A novel coding-region RNA element modulates infectious dengue virus particle production in both mammalian and mosquito cells and regulates viral replication in Aedes aegypti mosquitoes

Dengue virus (DENV) is an enveloped flavivirus with a positive-sense RNA genome transmitted by Aedes mosquitoes, causing the most important arthropod-borne viral disease affecting humans. Relatively few cis-acting RNA regulatory elements have been described in the DENV coding-region. Here, by introducing silent mutations into a DENV-2 infectious clone, we identify the conserved capsid-coding region 1 (CCR1), an RNA sequence element that regulates viral replication in mammalian cells and to a greater extent in Ae. albopictus mosquito cells. These defects were confirmed in vivo, resulting in decreased replication in Ae. aegypti mosquito bodies and dissemination to the salivary glands. Furthermore, CCR1 does not regulate translation, RNA synthesis or virion retention but likely modulates assembly, as mutations resulted in the release of non-infectious viral particles from both cell types. Understanding the role of CCR1 could help characterize the poorly-defined stage of assembly in the DENV life cycle and uncover novel anti-viral targets.

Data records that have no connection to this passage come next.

PR #3745, opened 2026-06-01
Fix freqattributes.spectrum to honour n1/n2 sub-window (fixes #3491)

### LINKED ISSUE #3491: Incorrect behavior of obspy.signal.freqattributes.spectrum
### Avoid duplicates

### Bug Summary

The spectrum() function accepts inputs n1 and n2 claimed to be start and end indices (presumably for the input time series, but I don't think it's 100% clear that it's the intent). However, this behavior is not implemented; changing n1 and n2 does not change the output spectrum length or values at all.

► CCR1 is conserved in nucleotide sequence and predicted structure in DENV and TBE. ► CCR1 is a regulatory RNA sequence element in mosquito and less so in mammalian cells. ► Mutating CCR1 reduces viral replication & dissemination in Ae. aegypti mosquitoes. ► CCR1 does not affect viral RNA translation, synthesis, stability or virus retention. ► Mutating CCR1 results in the release of non-infectious viral particles.